Morelia, Michoacán (MiMorelia.com).- El asesinato de Daniela, mujer trans cuyo cuerpo fue localizado este sábado 12 de abril en el Río Grande, al norponiente de Morelia, revivió una deuda legislativa que colectivos llevan años denunciando: la falta de un marco legal que reconozca el transfeminicidio como un delito en Michoacán.
Colectivos como PRIDE Michoacán y Michoacán es Diversidad exigieron a la Fiscalía General del Estado que el caso de Daniela se investigue con perspectiva de género y diversidad, y que no quede impune; no obstante, el problema de fondo es que, sin tipificación, la FGE no puede abrir carpetas por transfeminicidio ni generar estadísticas oficiales de crímenes de odio contra mujeres trans.
A diferencia de seis entidades que ya reformaron sus códigos penales, Michoacán sigue sin tipificar el transfeminicidio. Hoy existen dos iniciativas en la 76 Legislatura, pero ninguna ha sido dictaminada.
La primera fue presentada el 27 de septiembre de 2024 por la ciudadana Vianey Salto Olvera y el CESMICH, respaldada por los diputados Reyes Galindo (PT) y Sandra Arreola (PVEM), con penas de hasta 75 años. La segunda llegó en mayo de 2025 por la diputada Xóchitl Ruiz (PVEM), planteando 50 años de prisión.
Mientras el Congreso no lo nombre, la violencia queda “jurídicamente invisible”. El fiscal especializado en derechos humanos ya confirmó a PRIDE Michoacán que no existen carpetas de investigación por crímenes de odio ni terapias de conversión, precisamente por falta de tipificación.
En contraste, seis entidades ya tipifican el transfeminicidio como delito específico:
Nayarit: estado pionero en reconocer el transfeminicidio desde marzo de 2024, con penas de hasta 60 años.
Ciudad de México: aprobó la Ley Paola Buenrostro en julio de 2024, con sanciones de 35 a 70 años, tras una larga lucha encabezada por su mejor amiga, Kenya, quien se atrevió a marchar en las calles de CDMX con el féretro de su amiga para exigir justicia por ella.
Baja California, Baja California Sur y Campeche: las tres entidades se sumaron en 2025 bajo la misma Ley Paola Buenrostro.
Estado de México: sexta entidad, con penas de 40 a 70 años que pueden subir a 93 años 4 meses con agravantes.

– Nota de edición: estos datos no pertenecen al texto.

PR #6865, opened 2025-06-24
os/mm : Replace ARCH_GET_RET_ADDRESS api with __builtin_return_address api for debugging purpose

aniket1samsung:
Replaces ARCH_GET_RET_ADDRESS api with __builtin_return_address api with level zero returning the address for current function.

PR #6867, opened 2025-06-24
Replaces ARCH_GET_RET_ADDRESS api with  __builtin_return_address api

aniket1samsung:
This PR includes the changes from previously closed PR #6865 and incorporates the requested review changes.

### DIFF
--- a/os/arch/arm/src/armv7-a/arm_assert.c
+++ b/os/arch/arm/src/armv7-a/arm_assert.c
@@ -580,11 +580,6 @@ static inline void print_assert_detail(const uint8_t *filename, int lineno, stru
 
 void up_assert(const uint8_t *filename, int lineno)
 {
-	/* ARCH_GET_RET_ADDRESS should always be
-	 * called at the start of the function */
-
-	size_t kernel_assert_location = 0;
-	ARCH_GET_RET_ADDRESS(kernel_assert_location);
 
 	irqstate_t flags = enter_critical_section();
 
@@ -608,7 +603,7 @@ void up_assert(const uint8_t *filename, int lineno)
 		asserted_location = (uint32_t)user_assert_location;
 		user_assert_location = 0x0;
 	} else {
-		asserted_location = kernel_assert_location;
+		asserted_location = (uint32_t)GET_RETURN_ADDRESS();
 	}
 
 #ifdef CONFIG_SMP
--- a/os/arch/arm/src/armv8-m/up_assert.c
+++ b/os/arch/arm/src/armv8-m/up_assert.c
@@ -589,11 +589,6 @@ void dump_all_stack(void)
 
 void up_assert(const uint8_t *filename, int lineno)
 {
-	/* ARCH_GET_RET_ADDRESS should always be
-	 * called at the start of the function */
-
-	size_t kernel_assert_location = 0;
-	ARCH_GET_RET_ADDRESS(kernel_assert_location)
 
 	irqstate_t flags = irqsave();
 
@@ -629,7 +624,7 @@ void up_assert(const uint8_t *filename, int lineno)
 		asserted_location = (uint32_t)user_assert_location;
 		user_assert_location = 0x0;
 	} else {
-		asserted_location = (uint32_t)kernel_assert_location;
+		asserted_location = (uint32_t)GET_RETURN_ADDRESS();
 	}
 
 #ifdef CONFIG_SECURITY_LEVEL
--- a/os/include/tinyara/compiler.h
+++ b/os/include/tinyara/compiler.h
@@ -69,6 +69,10 @@
 #define CONFIG_CPP_HAVE_VARARGS 1	/* Supports variable argument macros */
 #define CONFIG_CPP_HAVE_WARNING 1	/* Supports #warning */
 
+/* GCC macro to retrieve current function's return address as mmaddress_t for debugging. */
+
+#define GET_RETURN_ADDRESS()  __builtin_return_address(0)
+
 /* Intriniscs */
 
 #define CONFIG_HAVE_FUNCTIONNAME 1	/* Has __FUNCTION__ */
@@ -240,6 +244,7 @@
 
 /* Pre-processor */
 
+#undef GET_RETURN_ADDRESS
 #define CONFIG_CPP_HAVE_VARARGS 1	/* Supports variable argument macros */
 #define CONFIG_CPP_HAVE_WARNING 1	/* Supports #warning */
 
@@ -457,6 +462,7 @@
 
 #else
 
+#undef  GET_RETURN_ADDRESS
 #undef  CONFIG_CPP_HAVE_VARARGS
 #undef  CONFIG_CPP_HAVE_WARNING
 #undef  CONFIG_HAVE_FUNCTIONNAME
--- a/os/include/tinyara/mm/mm.h
+++ b/os/include/tinyara/mm/mm.h
@@ -64,6 +64,7 @@
 #include <debug.h>
 #include <stdint.h>
 #include <tinyara/mm/heap_regioninfo.h>
+#include <tinyara/compiler.h>
 #ifdef CONFIG_HEAPINFO_USER_GROUP
 #include <tinyara/mm/heapinfo_internal.h>
 #endif
@@ -229,29 +230,6 @@ typedef uint16_t mmsize_t;
 #else
 typedef size_t mmsize_t;
 #define MMSIZE_MAX SIZE_MAX
-#endif
-
-#if defined(CONFIG_ARCH_MIPS)
-/* Macro gets return address of malloc API. */
-#define ARCH_GET_RET_ADDRESS(caller_retaddr) \
-	do { \
-		asm volatile ("sw $ra, %0" : "=m" (caller_retaddr)); \
-	} while (0);
-#elif defined(CONFIG_ARCH_ARM)
-/* This macro should be placed at the first of the function.
- * If no, it is better to use "__builtin_return_address(0)" instead.
- */
-#define ARCH_GET_RET_ADDRESS(caller_retaddr) \
-	do { \
-		asm volatile ("mov %0,lr\n" : "=r" (caller_retaddr));\
-	} while (0);
-#elif defined(CONFIG_ARCH_XTENSA)
-#define ARCH_GET_RET_ADDRESS(caller_retaddr) \
-	do { \
-		asm volatile ("mov %0,a0\n" : "=&r" (caller_retaddr));\
-	} while (0);
-#else
-#error Unknown CONFIG_ARCH option, malloc debug feature wont work.
 #endif
 
 #ifdef CONFIG_DEBUG_MM_HEAPINFO
--- a/os/kernel/semaphore/sem_post.c
+++ b/os/kernel/semaphore/sem_post.c
@@ -200,8 +200,7 @@ int sem_post(FAR sem_t *sem)
 {
 	irqstate_t saved_state;
 	int ret = ERROR;
-	size_t caller_retaddr = 0;
-	ARCH_GET_RET_ADDRESS(caller_retaddr);
+	size_t caller_retaddr = (size_t)GET_RETURN_ADDRESS();
 
 	/* Make sure we were supplied with a valid semaphore. */
 
--- a/os/mm/kmm_heap/kmm_calloc.c
+++ b/os/mm/kmm_heap/kmm_calloc.c
@@ -118,8 +118,7 @@ void *kmm_calloc_at(int heap_index, size_t n, size_t elem_size)
 	void *ret;
 	struct mm_heap_s *kheap;
 #ifdef CONFIG_DEBUG_MM_HEAPINFO
-	mmaddress_t caller_retaddr = 0;
-	ARCH_GET_RET_ADDRESS(caller_retaddr)
+	mmaddress_t caller_retaddr = GET_RETURN_ADDRESS();
 #endif
 	if (heap_index > HEAP_END_IDX || heap_index < HEAP_START_IDX) {
 		mdbg("kmm_calloc_at failed. Wrong heap index (%d) of (%d)\n", heap_index, HEAP_END_IDX);
@@ -161,8 +160,7 @@ FAR void *kmm_calloc(size_t n, size_t elem_size)
 		return NULL;
 	}
 #ifdef CONFIG_DEBUG_MM_HEAPINFO
-	mmaddress_t caller_retaddr = 0;
-	ARCH_GET_RET_ADDRESS(caller_retaddr)
+	mmaddress_t caller_retaddr = GET_RETURN_ADDRESS();
 #endif
 	return kheap_calloc(n, elem_size
 #ifdef CONFIG_DEBUG_MM_HEAPINFO
--- a/os/mm/kmm_heap/kmm_malloc.c
+++ b/os/mm/kmm_heap/kmm_malloc.c
@@ -134,8 +134,7 @@ void *kmm_malloc_at(int heap_index, size_t size)
 	void *ret;
 	struct mm_heap_s *kheap;
 #ifdef CONFIG_DEBUG_MM_HEAPINFO
-	mmaddress_t caller_retaddr = 0;
-	ARCH_GET_RET_ADDRESS(caller_retaddr)
+	mmaddress_t caller_retaddr = GET_RETURN_ADDRESS();
 #endif
 	if (heap_index > HEAP_END_IDX || heap_index < HEAP_START_IDX) {
 		mdbg("kmm_malloc_at failed. Wrong heap index (%d) of (%d)\n", heap_index, HEAP_END_IDX);
@@ -180,8 +179,7 @@ void *kmm_malloc_at(int heap_index, size_t size)
 FAR void *kmm_malloc(size_t size)
 {
 #ifdef CONFIG_DEBUG_MM_HEAPINFO
-	mmaddress_t caller_retaddr = 0;
-	ARCH_GET_RET_ADDRESS(caller_retaddr)
+	mmaddress_t caller_retaddr = GET_RETURN_ADDRESS();
 #endif
 	if (size == 0) {
 		return NULL;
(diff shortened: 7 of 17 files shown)


os/.download
samsung-agnel, line 1: This file is not relevant to this change.

os/app_size_file
samsung-agnel, line 1: Exclude

samsung-agnel (commented):
Maybe redo this. Too many minor issues.

os/mm/umm_heap/umm_xalloc_user_at.c
```diff
@@ -43,8 +43,8 @@ void *calloc_user_at(struct mm_heap_s *heap, size_t n, size_t elem_size)
 		return NULL;
 	}
 #ifdef CONFIG_DEBUG_MM_HEAPINFO
-	mmaddress_t caller_retaddr;
-	builtin_retaddr = (mmaddress_t)__builtin_return_address(0);
+	mmaddress_t caller_retaddr=0;
```
samsung-agnel: As mentioned in earlier comment, why not declare and assign caller_retaddr in the same line?

`mmaddress_t caller_retaddr = (mmaddress_t)__builtin_return_address(0);`

samsung-agnel (commented):
Can we combine both commits into 1?

sunghan-chang:
@aniket1samsung You miss many comments in previous PR. Please check them.
And in you description,
```
In existing code in os/mm module, we are using  ARCH_GET_RET_ADDRESS  to get the return address (calling function address) for debugging purpose.
In this I have replaced ARCH_GET_RET_ADDRESS(caller_retaddr) with  __builtin_return_address with level 0 in all places in mm module for debugging purpose.
```
Previous way and new way both are the same in the purpose. No need to modify this in purpose.
1. Previous has limitation to get proper address. (must be used at start of a function), new one does not have.
2. New one only has a limitation (working on specific toolchain), but we support the docker so that no issue on this.
That's why we make this change.

os/mm/kmm_heap/kmm_calloc.c
```diff
@@ -112,8 +112,7 @@ static void *kheap_calloc(size_t n, size_t elem_size)
  *   The address of the allocated memory (NULL on failure to allocate)
  *
  ************************************************************************/
-
- #if CONFIG_KMM_NHEAPS > 1
```
kishore-sn: It looks like you have made this commit mainly to fix the unnecessary changes from previous commits and resolve previous comments. We generally dont make new commit for resolving comments in previous commits. Please squash both commits into a single commit.

os/.download
```diff
@@ -0,0 +1 @@
+PREV_PORT=ttyUSB1
```
kishore-sn: Pls remove this file from commit.

os/app_size_file
```diff
@@ -0,0 +1,2 @@
+   text	   data	    bss	    dec	    hex	filename
+ 334631	    974	   7864	 343469	  53dad	../build/output/bin/common
```
kishore-sn: Pls remove this file from commit.

os/mm/umm_heap/umm_zalloc.c
```diff
@@ -177,12 +176,14 @@ FAR void *zalloc(size_t size)
...
 	mmaddress_t caller_retaddr = 0;
-	ARCH_GET_RET_ADDRESS(caller_retaddr)
+	caller_retaddr = (mmaddress_t)__builtin_return_address(0);
 #endif
 
 	if (size == 0) {
 		return NULL;
 	}
+
+
```
kishore-sn: ARCH_GET_RET_ADDRESS is also used in assert.c file of all architectures. You can replace those also. 
Finally, it has been declared in os/include/tinyara/mm/mm.h. We can remove that declaration as it is no longer required.

os/arch/arm/src/armv7-a/arm_assert.c
```diff
@@ -580,11 +580,8 @@ static inline void print_assert_detail(const uint8_t *filename, int lineno, stru
 
 void up_assert(const uint8_t *filename, int lineno)
 {
-	/* ARCH_GET_RET_ADDRESS should always be
-	 * called at the start of the function */
 
-	size_t kernel_assert_location = 0;
-	ARCH_GET_RET_ADDRESS(kernel_assert_location);
+	size_t kernel_assert_location = (size_t)__builtin_return_address(0);
```
sunghan-chang: When we use the `ARCH_GET_RET_ADDRESS`, we should get the address at start of the function. That's why we define the local variable - kernel_assert_location and use it line 611 only.
But with the new function, we don't need to save it here. I mean no need to use the variable in this purpose.

sunghan-chang:
@aniket1samsung `Removed declarations of ARCH_GET_RET_ADDRESS and removed unnecessary files.` Could you rewrite the title? The main change which is important in history point of view in this commit is not removing `ARCH_GET_RET_ADDRESS`. Using __builtin... instead of ARCH_... is important I think.

os/include/tinyara/mm/mm.h
```diff
@@ -231,28 +231,6 @@ typedef size_t mmsize_t;
...
-		asm volatile ("mov %0,lr\n" : "=r" (caller_retaddr));\
-	} while (0);
-#elif defined(CONFIG_ARCH_XTENSA)
-#define ARCH_GET_RET_ADDRESS(caller_retaddr) \
-	do { \
-		asm volatile ("mov %0,a0\n" : "=&r" (caller_retaddr));\
-	} while (0);
-#else
-#error Unknown CONFIG_ARCH option, malloc debug feature wont work.
-#endif
```
eunwoo-nam, line 255: __biltin_return_address(0) is more convenient
However, we need to make sure that __biltin_return_address(0) is supported by all compilers.
That's why we use macros.
If new chipset and new compilers do not support, we have to replace with macro again.

kishore-sn: @aniket1samsung Let us revert this file.

os/mm/kmm_heap/kmm_malloc.c
```diff
@@ -180,13 +179,11 @@ void *kmm_malloc_at(int heap_index, size_t size)
...
 {
 #ifdef CONFIG_DEBUG_MM_HEAPINFO
-	mmaddress_t caller_retaddr = 0;
-	ARCH_GET_RET_ADDRESS(caller_retaddr)
+	mmaddress_t caller_retaddr = (mmaddress_t)__builtin_return_address(0);
 #endif
 	if (size == 0) {
 		return NULL;
 	}
-
```
kishore-sn: Pls revert this change.

os/mm/umm_heap/umm_calloc.c
```diff
@@ -79,14 +79,12 @@
  *   The address of the allocated memory (NULL on failure to allocate)
  *
  ************************************************************************/
-
```
kishore-sn: Pls revert.

os/mm/umm_heap/umm_zalloc.c
```diff
@@ -80,14 +80,12 @@
  *   The address of the allocated memory (NULL on failure to allocate)
  *
  ************************************************************************/
-
```
kishore-sn: Pls revert all un-related changes like adding or removing empty lines.

kishore-sn:
@aniket1samsung 
Please change the commit title as below:

`os/mm: Use builtin_return_address api to get caller address`

os/include/tinyara/mm/mm.h
sunghan-chang: What's the direction of this, then?
Keeping the macro and just converting it to builtin function for ARM only?

os/mm/umm_heap/umm_realloc.c
```diff
@@ -89,9 +89,7 @@ void *realloc_at(int heap_index, void *oldmem, size_t size)
 {
 	void *ret;
 #ifdef CONFIG_DEBUG_MM_HEAPINFO
-	mmaddress_t caller_retaddr = 0;
-
-	ARCH_GET_RET_ADDRESS(caller_retaddr)
+	mmaddress_t caller_retaddr = (mmaddress_t)__builtin_return_address(0);
```
eunwoo-nam: We need to abstract this to at least some extent.

While it is supported by GCC and Clang, it may not be supported by certain other compilers (e.g., MSVC).

Looking at the usage of __builtin_return_address(0) in NuttX and Linux, we can observe that it is abstracted using a #define directive.
https://github.com/apache/nuttx/blob/5594c2e8875730f2f65b9fab57806e4c3c046379/include/nuttx/compiler.h#L171
https://git.kernel.org/pub/scm/linux/kernel/git/torvalds/linux.git/tree/include/linux/instruction_pointer.h#n7

To ensure future scalability and compatibility, it is necessary to abstract this functionality like below
```
#define GET_RETURN_ADDRESS   (mmaddress_t)__builtin_return_address(0);
```

os/include/tinyara/mm/mm.h
kishore-sn: We cannot convert the same macro for using builtin apis. If we dont have gcc compiler, then we need this definition of macro. Also, it needs to be called in the first line of the function. So, I think its better to maintain the `ARCH_GET_RET_ADDRESS` definitions. They can be used in future if required. For the current implementation, we can add another macro in compiler.h file as below. 


```
#ifdef __GNUC__
#define GET_RETURN_ADDRESS   (mmaddress_t)__builtin_return_address(0);
#else
#undef GET_RETURN_ADDRESS   
#endif
```

We can modify our code as below:

```
mmaddress_t caller_retaddr;
#ifndef GET_RETURN_ADDRESS
ARCH_GET_RET_ADDRESS(caller_retaddr);
#else 
caller_address = GET_RETURN_ADDRESS
#endif 
```

Also, like below:
```
#ifndef GET_RETURN_ADDRESS
size_t kernel_assert_location = 0;
ARCH_GET_RET_ADDRESS(kernel_assert_location)
#endif
...
...
...
#ifndef GET_RETURN_ADDRESS
assert_location = kernel_assert_location;
#else 
assert_location = GET_RETURN_ADDRESS
#endif
```

@sunghan-chang & @ewoodev 
Please let us know if this is ok.

os/kernel/semaphore/sem_post.c
```diff
@@ -214,7 +212,7 @@ int sem_post(FAR sem_t *sem)
 		saved_state = enter_critical_section();
 
 		/* Perform the semaphore unlock operation. */
-		ASSERT_INFO(sem->semcount < SEM_VALUE_MAX, "sem = 0x%x, caller address = 0x%x", sem, caller_retaddr);
+		ASSERT_INFO(sem->semcount < SEM_VALUE_MAX, "sem = 0x%x, caller address = 0x%x", sem,__builtin_return_address(0));
```
sunghan-chang: 1. need a space after `,` for the coding rule
2. @kishore-sn @ewoodev left comments for that. What I understand is that we should keep and use the defined macro instead of using the builtin function for different architecture. Is that right? Could you confirm it? @ewoodev @kishore-sn

neel-samsung:
@aniket1samsung Some of the GitHub TCs are failing. Please check.

os/include/tinyara/compiler.h
```diff
@@ -62,6 +62,12 @@
 
 /* GCC-specific definitions *************************************************/
 
+#if defined(__GNUC__) && defined(CONFIG_DEBUG_MM_HEAPINFO)
```
kishore-sn: This is not related to heapinfo only. It can be used by anyone. So, let us remove that condition.

kishore-sn: Also, we can club our definition with below definitions under gnuc

os/kernel/semaphore/sem_post.c
```diff
@@ -200,8 +200,12 @@ int sem_post(FAR sem_t *sem)
 {
 	irqstate_t saved_state;
 	int ret = ERROR;
-	size_t caller_retaddr = 0;
+	size_t caller_retaddr=0;
```
kishore-sn: Pls add space before and after '='

os/mm/kmm_heap/kmm_calloc.c
```diff
@@ -161,8 +165,12 @@ FAR void *kmm_calloc(size_t n, size_t elem_size)
 		return NULL;
 	}
 #ifdef CONFIG_DEBUG_MM_HEAPINFO
-	mmaddress_t caller_retaddr = 0;
-	ARCH_GET_RET_ADDRESS(caller_retaddr)
+	mmaddress_t caller_retaddr =0;
```
kishore-sn: Pls take care of spacing in all places.

kishore-sn (dismissed):

kishore-sn:
@sunghan-chang @ewoodev 
We have added macro as per your suggestion. 
Please check and let us know if this can be merged.

os/arch/arm/src/armv8-m/up_assert.c
```diff
@@ -629,7 +631,11 @@ void up_assert(const uint8_t *filename, int lineno)
 		asserted_location = (uint32_t)user_assert_location;
 		user_assert_location = 0x0;
 	} else {
-		asserted_location = (uint32_t)kernel_assert_location;
+		#ifndef GET_RETURN_ADDRESS
```
eunwoo-nam: Sorry for confusing
i mean, we need make wrappping __builtin_return_address(0) for expend new compiler.
we don't need to keep ARCH_GET_RET_ADDRESS()

our almost build is using GNU compiler, let's use __builtin_return_address(0)
and if new compiler is comming, let's add to branch using new way to getting caller address.

kishore-sn: Hi Eunwoo.. 
Our current implementation also supports adding new compilers.

```
#ifdef gnuc
#define GET_RETURN_ADDRESS __builtin_return_address(0)
#else if clang
#define GET_RETURN_ADDRESS __something_else__
#else 
#undef GET_RETURN_ADDRESS 
#endif
```

Only in the last case, if any compiler does not support getting return address, then we use ARCH_GET_RET_ADDRESS().

However, if you feel that ARCH_GET_RET_ADDRESS() has to be completely removed, then we can do that. Please confirm this.

kishore-sn: @ewoodev 
Please let me know your opinion, so that we can close this PR.

r-prabu (approved):
Changes for the getting the return address with the built-in function is fine.

os/arch/arm/src/armv8-m/up_assert.c
eunwoo-nam:
```c
#ifdef gnuc
#define RETURN_ADDRESS() __builtin_return_address(0)
#else if clang
#define GET_RETURN_ADDRESS() __something_else__
#else 
#undef GET_RETURN_ADDRESS 
#endif
```
it looks good

Let's remove ARCH_GET_RET_ADDRESS(kernel_assert_location)

samsung-singh (approved):
Replaced ARCH_GET_RET_ADDRESS api with __builtin_return_address api in os module this change is good to merge.

ewoodev (approved):

os/arch/arm/src/armv7-a/arm_assert.c
```diff
@@ -608,7 +603,7 @@ void up_assert(const uint8_t *filename, int lineno)
 		asserted_location = (uint32_t)user_assert_location;
 		user_assert_location = 0x0;
 	} else {
-		asserted_location = kernel_assert_location;
+			asserted_location = (uint32_t)GET_RETURN_ADDRESS();
```
eunwoo-nam: Please check indentation

os/include/tinyara/compiler.h
```diff
@@ -240,6 +244,7 @@
 
 /* Pre-processor */
 
+#define GET_RETURN_ADDRESS()
```
kishore-sn: Since we dont have a method to get return address for this compiler, let us set this as `#undef GET_RETURN_ADDRESS`

os/mm/kmm_heap/kmm_calloc.c
```diff
@@ -118,8 +118,7 @@ void *kmm_calloc_at(int heap_index, size_t n, size_t elem_size)
 	void *ret;
 	struct mm_heap_s *kheap;
 #ifdef CONFIG_DEBUG_MM_HEAPINFO
-	mmaddress_t caller_retaddr = 0;
-	ARCH_GET_RET_ADDRESS(caller_retaddr)
+	mmaddress_t caller_retaddr = GET_RETURN_ADDRESS();
```
sunghan-chang, line 121: The definition is defined in os/include/tinyara/compiler.h.
Don't you need to include it to use?

sunghan-chang (approved):

kishore-sn (approved):

os/mm/kmm_heap/kmm_calloc.c
kishore-sn: > The definition is defined in os/include/tinyara/compiler.h. Don't you need to include it to use?

Added compiler.h to mm.h and mm.h is included in all src files where return address macro is used.

kishore-sn:
@sunghan-chang 
All review comments have been addressed. Kindly check and approve.

os/include/tinyara/mm/mm.h
```diff
@@ -231,29 +232,6 @@ typedef size_t mmsize_t;
...
-	} while (0);
-#elif defined(CONFIG_ARCH_ARM)
-/* This macro should be placed at the first of the function.
- * If no, it is better to use "__builtin_return_address(0)" instead.
- */
-#define ARCH_GET_RET_ADDRESS(caller_retaddr) \
-	do { \
-		asm volatile ("mov %0,lr\n" : "=r" (caller_retaddr));\
-	} while (0);
-#elif defined(CONFIG_ARCH_XTENSA)
```
sunghan-chang, line 248: What about xtensa? We have esp32 boards in supported boards.

sunghan-chang: Eunwoo checked it worked with GNUC

sunghan-chang:
@kishore-sn Let's merge

Sambhavi-1 (approved):
This PR uses builtin_return_address api in place of ARCH_GET_RET_ADDRESS api looks goos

Del 2014 al 2024, el Observatorio Nacional de Crímenes de Odio contra personas LGBT registró 672 crímenes de odio en México, con mujeres trans como principales víctimas. En Michoacán, el mismo observatorio documentó 46 crímenes de odio contra personas trans en una década, aunque activistas advierten que la cifra real es mayor por la falta de tipificación.
La Suprema Corte resolvió en febrero de 2024 que los asesinatos de mujeres trans deben considerarse víctimas de feminicidio. Sin embargo, la exministra Norma Piña instó a tipificar la “violencia transfeminicida” para castigar específicamente estos crímenes.
Para Itzel Bernabé Díaz, integrante de PRIDE Michoacán, la prioridad es legislar antes que crear centros de atención: sin figuras jurídicas como crímenes de odio o terapias de conversión, no hay protocolos de investigación ni acceso a justicia para la comunidad LGBTTTIQ+.
Mientras seis estados avanzan, Michoacán sigue en la lista de pendientes. La exigencia de justicia para Daniela es también la exigencia de que el Congreso nombre el delito que le arrebató la vida.